Robert DiMartino, OD, Professor Emeritus at the University of California, Berkeley, School of Optometry and a board member of, warns about the effects of overuse of laptop computers, tablets, cell phones, and now iWatches on our vision. With the growing popularity of mobile devices, most of us spend more and more of our time interacting with the world on small glowing screens. While there are many benefits to having the world at our fingertips, spending too much time focusing up close may be harming our eyes. Dr. DiMartino explains the threat and what we can do to keep our eyes healthy.

First, is there evidence that vision problems are on the rise?

Absolutely. Several studies have tracked a dramatic increase in myopia, or near-sightedness, among people in Asian countries, especially China. Sixty years ago, only 10 to 20 percent of the Chinese population was near-sighted. Today 90 percent of children and young adults have myopia, according to research. And now we’re seeing the same trend in the west. A growing number of people are becoming nearsighted. And the degree of nearsightedness is becoming more extreme. So there’s an increase both in the prevalence and the magnitude of myopia.

Is myopia associated with any other eye conditions?

If you develop myopia, you’re at increased risk of at least two other eye conditions: glaucoma and retinal detachment. Let me explain why. People become nearsighted because their eyeball has grown longer, so light entering the eye can’t focus directly on the retina as it does with a normal shaped eye. When the eye elongates, it also stretches the retina, which increases the risk of retinal detachment. Elongation also causes subtle changes to the structure of the eye, increasing the danger of glaucoma.

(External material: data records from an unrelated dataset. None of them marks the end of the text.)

PR #1008, opened 2024-05-11
feat(install): add support for `--unsafe` install flag

### LINKED ISSUE #991: Programs installed by pkgx needs to be quicker
It would be great if the programs installed by pkgx were quicker. I use `pkgx install` in my devcontainers to ensure the same environment is used by both developers and CI/CD (Jenkins).

However, I'm noticing a very significant increase in the time it takes to execute the same scripts when using pkgx installed programs. One of my pipelines that usually takes 10 minutes started to take 15 minutes after switching to pkgx.

For a comparison:

```console
> pkgx install node@20.12.1 && ~/.local/bin/node --version

# using pkgx's shim to execute node
> time ~/.local/bin/node --version
v20.12.1
~/.local/bin/node --version  0.37s user 0.30s system 128% cpu 0.519 total

# pkgx's node without any shim
> env +node@20.12.1

> time node --version
v20.12.1
node --version  0.00s user 0.00s system 59% cpu 0.006 total

> volta install node@20.12.1 && ~/.volta/bin/node --version

# using volta's shim to execute node
> time ~/.volta/bin/node --version
v20.12.1
~/.volta/bin/node --version  0.00s user 0.00s system 30% cpu 0.006 total

# volta's node without any shim
> time $(volta which node) --version
v20.12.1
$(volta which node) --version  0.00s user 0.00s system 11% cpu 0.004 total
```

As you can see, pkgx's shim seems to add 0.5-1s on every invocation. Which is reasonable for day to day use but is unnaceptable for some scripts and environments.

Another comparison is when using aqua-proxy (made with Go), which seems to add around 50ms to each invocation.

Volta's shim is made with Rust, and it is extremely fast. It even looks for a `package.json` in the current and up folders to find out the proper node version to use. And still, extremely fast.

Maybe shipping some kind of pkgx-shim binary made with Rust would be the best option in this case.

### LINKED ISSUE #997: Can we get more scalable programs on PKGX?
The projects on PKGX are not fast enough.

rustdevbtw:
closes #997
closes #991

This PR adds support for the `--unsafe` install flag to PKGX, which, as proposed by @jhheider and @felipecrs (thanks!), creates additional env stubs for a package on the first run, making subsequent runs make use of the already installed binaries, thus making it *faster*[1].

## The stub
As for the stub, it makes it a *bit* different, for instance, here's a "safe" `node` wrapper (installed normally):
```sh
#!/bin/sh
if [ "$PKGX_UNINSTALL" != 1 ]; then
  exec pkgx +nodejs.org -- node "$@"
else
  cd "$(dirname "$0")"
  rm node && echo "uninstalled: nodejs.org" >&2
fi
```
And here's the "unsafe" (as in experimental) `node` wrapper:
```diff
 #!/bin/sh
+#MANAGED BY PKGX
 if [ "$PKGX_UNINSTALL" != 1 ]; then
-  exec pkgx +nodejs.org -- node "$@"
+  ARGS="$*"
+  ENV_FILE="${XDG_CACHE_DIR:-$HOME/.cache}/pkgx/envs/nodejs.org.env"
+  PKGX_DIR="${PKGX_DIR:-$HOME/.pkgx}"
+
+  pkgx_resolve() {
+    mkdir -p "$(dirname "$ENV_FILE")"
+    pkgx +nodejs.org 1>"$ENV_FILE"
+    run
+  }
+  run() {
+    if test -e "$ENV_FILE" && test -e "$PKGX_DIR/nodejs.org/v*/bin/node"; then
+      set -a
+      # shellcheck source=$ENV_FILE
+      . "$ENV_FILE"
+      set +a
+      exec "$PKGX_DIR/nodejs.org/v*/bin/node" "$ARGS"
+    else
+      pkgx_resolve
+    fi
+  }
+  run
 else
-  cd "$(dirname "$0")"
+  cd "$(dirname "$0")" || exit
   rm emacs && echo "uninstalled: nodejs.org" >&2
 fi
```
> Edit: this version of the stub is outdated, and doesn't match the actual one implemented. Please refer to the code instead.

## Additional changes
Additionally, this PR also makes the following behavioural changes to PKGX:
1. `pkgx uninstall` now also removes the env stub of the package
2. `pkgx install` now checks for *both* `exec pkgx` (old behaviour) and `#MANAGED BY PKGX` (comment) to determine whether that file was created by PKGX.

## Usage
To do an unsafe installation, there are two options:
1. Use the `--unsafe` flag (e.g `pkgx install --unsafe node`)
2. Use the `PKGX_UNSAFE_INSTALL` environmental variable.

In the presence of either, the `--unsafe` flag takes precedence.

## Caveats
This approach doesn't come without any caveat. It's necessary to document them upon having such a functionality.
As per my knowledge, these are the known issues:
1. If the cache dir doesn't exist (*after* installing the package), it fails.
> Edit: it has been fixed
2. If the envs need updating at a later point, that has to be done separately.
3. If a certain dependency is removed, it doesn't properly check for that, and would error.
4. These stubs aren't 100% managed by PKGX (unless you remove the env, when they'll be updated by PKGX)

Most (if not all) of them error correctly and offer (potentially) helpful error messages.  

[1]
benchmarking node, the `node.unsafe` is newer one, and the `node.safe` is the normal one
benchmarking emacs, the `emacs.unsafe` is the newer one, and the `emacs.safe` is the normal one


rustdevbtw:
Here is another benchmark, comparing `node.unsafe` (installed through `--unsafe`), `node.safe` (normally installed), `pkgx node`, and the system-installed (in this case, installed from Arch repos) `node`:
benchmarking node  

I believe (though I could be wrong) that the 1.1x diff is because of the shell overhead, and overhead of checking files.

rustdevbtw:
Change the `mkdir -p` (on the first run, or when the cache doesn't exist) to do that on `$(dirname ~/.cache/pkgx/envs/gnu.org/emacs.env)` so it creates the `gnu.org` dir also (the install also takes care of this, but if the cache is missing, it'll cause error, as mentioned in 1st caveat). It handles the first caveat.

src/modes/install.ts
```diff
@@ -39,7 +46,30 @@ export default async function(pkgs: PackageRequirement[]) {
         if (program.includes("{{")) continue
 
         const pkgstr = utils.pkg.str(pkg)
-        const exec = `exec pkgx +${pkgstr} -- ${program} "$@"`
+        if (UNSAFE) {
+          const parts = pkgstr.split("/")
+          parts.pop()
+          await Deno.mkdir(Path.home().join(`.cache/pkgx/envs/${parts.join("/")}`).toString(), {recursive: true})
```
jhheider, line 52: this should almost certainly be
```typescript
  config.cache.join(`pkgx/envs/${parts.join("/"}`).mkdir('p')
```
to use our standard `Path` library and `Config` struct.

src/modes/install.ts
```diff
@@ -39,7 +46,30 @@ export default async function(pkgs: PackageRequirement[]) {
...
+            pkgx_resolve() {
+              mkdir -p "$(dirname \\"$\{XDG_CACHE_DIR:-$HOME/.cache\}/pkgx/envs/${pkgstr}.env\\")"
+              pkgx +${pkgstr} 1>"$\{XDG_CACHE_DIR:-$HOME/.cache\}/pkgx/envs/${pkgstr}.env"
+              run
+            }
+            run() {
+              if [[ -e "$\{XDG_CACHE_DIR:-$HOME/.cache\}/pkgx/envs/${pkgstr}.env" && -e "$\{PKGX_HOME:-$HOME/.pkgx\}/${pkgstr}/v*/bin/${program}" ]]; then
+                set -a
+                source "$\{XDG_CACHE_DIR:-$HOME/.cache\}/pkgx/envs/${pkgstr}.env"
+                exec "$\{PKGX_HOME:-$HOME/.pkgx\}/${pkgstr}/v*/bin/${program}" "$ARGS"
```
jhheider, line 66: you should probably follow this with a `set +a` for proper termination.

src/modes/install.ts
```diff
@@ -39,7 +46,30 @@ export default async function(pkgs: PackageRequirement[]) {
...
 
         const pkgstr = utils.pkg.str(pkg)
-        const exec = `exec pkgx +${pkgstr} -- ${program} "$@"`
+        if (UNSAFE) {
+          const parts = pkgstr.split("/")
+          parts.pop()
+          await Deno.mkdir(Path.home().join(`.cache/pkgx/envs/${parts.join("/")}`).toString(), {recursive: true})
+        }
+        //FIXME: doing `set -a` clears the args env
+        const exec = UNSAFE ? undent`
```
jhheider, line 55: i'd probably alias the substitutions so you don't have to keep doing them:
```shell
  ENV_FILE=\"$\{XDG_CACHE_DIR:-$HOME/.cache\}/pkgx/envs/${pkgstr}.env\"
  PKGX_DIR=$\{PKGX_DIR:-$HOME/.pkgx\}
```

src/modes/install.ts
```diff
@@ -65,7 +95,7 @@ export default async function(pkgs: PackageRequirement[]) {
             if (done) {
               throw new PkgxError(`${f} already exists and is not a pkgx installation`)
             }
-            const found = value.match(/^\s*exec pkgx \+([^ ]+)/)?.[1]
+            const found = value.match(/^\s*pkgx \+([^ ]+)/)?.[1]
```
jhheider, line 98: this might be dangerous, since it would catch a script with `#!/usr/bin/env pkgx +python ...`

src/modes/uninstall.ts
```diff
@@ -11,6 +11,15 @@ export default async function(pkgspecs: string[]) {
 async function uninstall(prefix: Path, pkgs: PackageRequirement[]) {
   for (const pkg of pkgs) {
     const programs = await hooks.usePantry().project(pkg).provides()
+    const pkgstr = utils.pkg.str(pkg)
+    const parts = pkgstr.split("/")
+    parts.pop()
+    //FIXME: it removes the dir successfully. however, it still complains that it didn't delete that
+    try {
+      await Deno.remove(Path.home().join(`.cache/pkgx/envs/${parts}`).toString(), {recursive: true})
```
jhheider, line 19: This should also use `Config` and `Path`.

src/parse-args.ts
```diff
@@ -89,6 +91,9 @@ export default function(input: string[]): Args {
       case 'update':
         flags.update = true
         break
+      case 'unsafe':
+        flags.unsafe = true
```
jhheider, line 95: you could simplify ENV handling by moving it here; i don't know if we do that otherwise (as with, say, verbosity or debug).

src/modes/install.ts
rustdevbtw: Is that `'p'` argument the option? (as in `mkdir -p`)

src/modes/install.ts
rustdevbtw: So, after sourcing, it should `set +a` (to preserve env)?

src/modes/install.ts
rustdevbtw: Thought that but forgot at the last minute. Gonna add.

src/modes/install.ts
jhheider: yep: https://github.com/pkgxdev/libpkgx/blob/2aec73a0c16222d2c1a4eddb96acc867dddaa191/src/utils/Path.ts#L351-L357

src/modes/install.ts
rustdevbtw: Is there some other way of detecting both normal and unsafe packages? We can use special regex to match maybe both `exec pkgx` OR some other unsafe-specific (non-`pkgx`) match?

src/modes/install.ts
rustdevbtw: k

rustdevbtw: From where that `config` var comes though? (Sorry for being an idiot, lol)

rustdevbtw: Is that from `useConfig()`?

jhheider: Not at all. it should be from `const config = useConfig()` where `Config` comes from https://github.com/pkgxdev/libpkgx/blob/main/src/hooks/useConfig.ts

src/modes/install.ts
jhheider: i _believe_ that will return it to default behavior, yes.

src/modes/install.ts
jhheider: in this instance. at least, you could search for `${pkgstr}.env`. that should be unique to your shim.

src/modes/install.ts
rustdevbtw: That's what I meant:
```ts
const config = useConfig();
config.cache.join(`envs/${parts.join("/")}/`).mkdir("p");
```

src/parse-args.ts
jhheider: worth starting a discussion about, definitely. experience teaches us that there are sometimes unwritten design principles at play; though, in general, providing for either flag or env control allows a wider variety of use-cases.

rustdevbtw:
@jhheider It seems to be okay, but I'm not in PC rn (it's 1:02AM here lol). Can you try it  now please, if possible?

src/modes/install.ts
jhheider: lol, `not at all` was in re: your idiot remark. we crossed each other.

rustdevbtw: xD

src/modes/install.ts
rustdevbtw: What if instead, unsafe installations contain a specific line (like `PKGX_UNSAFE=1`) and check that? Unlike safe (normal) installations, we have full control over how the scripts are gonna be, and there's no backwards compatibility requirement.

jhheider:
> @jhheider It seems to be okay, but I'm not in PC rn (it's 1:02AM here lol). Can you try it now please, if possible?

bugs in the script, but i can add a commit to fix them.

jhheider:
but the speed looks good:
```
pkgx hyperfine "node --version"
Benchmark 1: node --version
  Time (mean ± σ):      26.4 ms ±   2.1 ms    [User: 18.8 ms, System: 3.5 ms]
  Range (min … max):    25.0 ms …  46.3 ms    103 runs

  Warning: Statistical outliers were detected. Consider re-running this benchmark on a quiet system without any interferences from other programs. It might help to use the '--warmup' or '--prepare' options.
```

rustdevbtw:
> > @jhheider It seems to be okay, but I'm not in PC rn (it's 1:02AM here lol). Can you try it now please, if possible?
> 
> bugs in the script, but i can add a commit to fix them.

Thanks. Sucks to be without laptop/PC, lol. Anyways, thanks again.

rustdevbtw:
> but the speed looks good:
> ```
> pkgx hyperfine "node --version"
> Benchmark 1: node --version
>   Time (mean ± σ):      26.4 ms ±   2.1 ms    [User: 18.8 ms, System: 3.5 ms]
>   Range (min … max):    25.0 ms …  46.3 ms    103 runs
> 
>   Warning: Statistical outliers were detected. Consider re-running this benchmark on a quiet system without any interferences from other programs. It might help to use the '--warmup' or '--prepare' options.
> ```

Is that right after doing the install, or after doing an initial run? It caches only at the first run, so subsequent runs should be faster than the first one. And the first one might interfere with the rest.

src/modes/install.ts
```diff
@@ -39,15 +46,52 @@ export default async function(pkgs: PackageRequirement[]) {
...
-            rm ${programs.join(' ')} && echo "uninstalled: ${pkgstr}" >&2
-          fi`
-        const f = dst.mkdir('p').join(program)
+
+        let script = ""
+
+        if (UNSAFE) {
+          const config = hooks.useConfig()
+          const parts = pkgstr.split("/")
+          parts.pop()
```
jhheider, line 55: this is probably better done with slice, but that's just a style choice

src/modes/install.ts
jhheider: i meant that the script should contain the string `${pkgstr}.env`, since they source it.

rustdevbtw: Yeah, that could be done. Probably with regex as well.

src/parse-args.ts
rustdevbtw: What about `PKGX_UNSAFE_INSTAL=0`? It means false, so we shouldn't consider it to be set. And if it's this, we should check for the other.

src/modes/install.ts
rustdevbtw: Done

src/parse-args.ts
jhheider: I would think if either --unsafe or PKGX_UNSAFE_INSTALL != 0, then we do an unsafe install. PKGX_UNSAFE_INSTALL=0 should basically do nothing.

rustdevbtw:
You mean, the env should take priority?

Then, it needs to be like:
```ts
function is_unsafe(unsafe: boolean): boolean {
    const env = Deno.env.get("PKGX_UNSAFE_INSTALL");
    if (env) {
        // If present, it takes priority
        return parseInt(env) ? true : false;
    } else {
       // Otherwise, check flag
       return unsafe;
    }
```

src/parse-args.ts
rustdevbtw: You mean, the env should take priority?

Then, it needs to be like:
```ts
function is_unsafe(unsafe: boolean): boolean {
    const env = Deno.env.get("PKGX_UNSAFE_INSTALL");
    if (env) {
        // If present, it takes priority
        return parseInt(env) ? true : false;
    } else {
       // Otherwise, check flag
       return unsafe;
    }
```

jhheider:
> You mean, the env should take priority?

No, I mean if either is set, it should be on. Which is the way you have it, I believe. Setting the envvar to zero shouldn't do anything.

rustdevbtw:
> > You mean, the env should take priority?
> 
> No, I mean if either is set, it should be on. Which is the way you have it, I believe. Setting the envvar to zero shouldn't do anything.

By shouldn't do anything, do you mean it should ignore that? So, if that's set, regardless of its value, it should do an unsafe install?

rustdevbtw:
> > > You mean, the env should take priority?
> > 
> > No, I mean if either is set, it should be on. Which is the way you have it, I believe. Setting the envvar to zero shouldn't do anything.
> 
> By shouldn't do anything, do you mean it should ignore that? So, if that's set, regardless of its value, it should do an unsafe install?

If yes, it gets simpler:
```ts
function is_unsafe(unsafe: boolean): boolean {
    return Deno.env.get("PKGX_UNSAFE_INSTALL") || unsafe;
}
```

jhheider:
> So, if that's set, regardless of its value, it should do an unsafe install?

No. If it's non-zero, or the --unsafe flag is passed, it should do an unsafe install. If the envvar is zero, it has no effect one way or the other.

rustdevbtw:
The default behaviour (without any env or flag) is to install normally. So,
if the env is set to 0, it should do that? Sorry for sounding like an idiot.

jhheider:
> The default behaviour (without any env or flag) is to install normally. So, if the env is set to 0, it should do that?

Exactly. Setting it 0 is the same as not setting it. So, it doesn't affect behavior.

rustdevbtw:
> > The default behaviour (without any env or flag) is to install normally. So, if the env is set to 0, it should do that?
> 
> Exactly. Setting it 0 is the same as not setting it. So, it doesn't affect behavior.
> 
> If it's set to 0 and the flag is passed it's unsafe. If it's 0 and no flag, then safe. Set to 0 is a no-op.

So, this:
```ts
function is_unsafe(unsafe: boolean): boolean {
    const env = parseInt(Deno.env.get("PKGX_UNSAFE_INSTALL") || "0") ? true : false;
    return env || unsafe;
}
```

rustdevbtw:
@jhheider implemented it, is it okay? If so, can you please test that the env works as expected? (It probably does, but still a test is a good idea)

rustdevbtw:
So @jhheider anything else that's left? (Maybe check if it's by PKGX part? We can improve that)

Also @mxcl can you please share thoughts?

jhheider:
looks like good work

felipecrs:
> 2. pkgx install now checks for pkgx (instead of exec pkgx) in a script to consider it as installed by PKGX (because unsafe installations don't use exec pkgx)

I've got to say this approach is just as not future-proof as the previous. Perhaps we should fix it for good by adding some known comment to the stubs? Like:

```bash
#!/bin/sh
# managed by pkgx
```

felipecrs:
> as proposed by @jhheider (thanks!)

Guys, I don't want to be silly, but I had [proposed this on Apr 11](https://github.com/pkgxdev/pkgx/issues/991#issuecomment-2048921757). @jhheider is there a chance you missed my comment and later came up with the same proposal?

rustdevbtw:
> > 2. pkgx install now checks for pkgx (instead of exec pkgx) in a script to consider it as installed by PKGX (because unsafe installations don't use exec pkgx)
> 
> I've got to say this approach is just as not future-proof as the previous. Perhaps we should fix it for good by adding some known comment to the stubs? Like:
> 
> ```bash
> #!/bin/sh
> # managed by pkgx
> ```

That is possible, but it'll break compatibility with the stubs installed by older versions. PKGX wouldn't detect them as installed by PKGX if you completely move to this approach. As for unsafe install, I've had the idea to see and check for .env files (generated for unsafe installations only). That's not as reliable, though, because it would fail if the cache was somehow deleted, or not yet generated.

felipecrs:
> That is possible, but it'll break compatibility with the stubs installed by older versions. PKGX wouldn't detect them as installed by PKGX if we completely move to this approach.

Perhaps we can keep searching for `pkgx` while still in pkgx 1.x, and maybe drop support for it in pkgx 2.x. Anyway, this can be done in another PR, no need to have it done here.

rustdevbtw:
maybe i read that proposal before coming up with this PR, and forgot
about it before doing it. it is certainly inspired by your proposal.
so, i think you deserve the credit!

rustdevbtw:
> > That is possible, but it'll break compatibility with the stubs installed by older versions. PKGX wouldn't detect them as installed by PKGX if we completely move to this approach.
> 
> Perhaps we can keep searching for `pkgx` while still in pkgx 1.x, and maybe drop support for it in pkgx 2.x. Anyway, this can be done in another PR, no need to have it done here.

That sounds like a good option. What do you think @jhheider?

jhheider:
sure, sounds like a good idea.

rustdevbtw:
does ***@***.*** BY PKGX@` sounds good for that comment? (it's unique enough
to not cause conflicts)

jhheider:
go for it!

rustdevbtw:
> go for it!

done!

rustdevbtw:
Also, updated the example to reflect the current `diff` (as of now)

mxcl:
Nice feature. Additive so easy merge.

Why are people’s eyes changing shape?

We think it may be because we’re spending so much time focusing close-up. When a young person looks at a close target, he or she has to increase the power of the eyes’ focusing system. The eyes go through a process we call accommodation. The optical power of the eye increases to bring the near object into focus. When we spend a lot of time looking at a near target, there is a constant demand on the eye to focus that image. The eye tries to adapt to what is now the new normal, which is this close viewing distance. It elongates so that the light from close objects is more effectively focused on the back of the eye. That’s great for close viewing. But when we look at distant objects, because the eye has elongated, we can’t focus as well.

There may also be another factor at work. When we focus on near objects, there are areas on the retina where the image is defocused. Those areas of defocus may stimulate the eye to accommodate by growing, adding to the problem of myopia.

You mentioned young people. Is this mostly a problem when the eye is developing?

We’re certainly seeing increases in myopia among younger and younger people. But we’re also seeing it in adults. In fact, we see that one of the consequences of going to law school is that students may become more nearsighted. Students graduate with a law degree and greater myopia than they had when they first enrolled. It’s a casualty of the profession, because they spend most of their waking hours reading, often on a screen.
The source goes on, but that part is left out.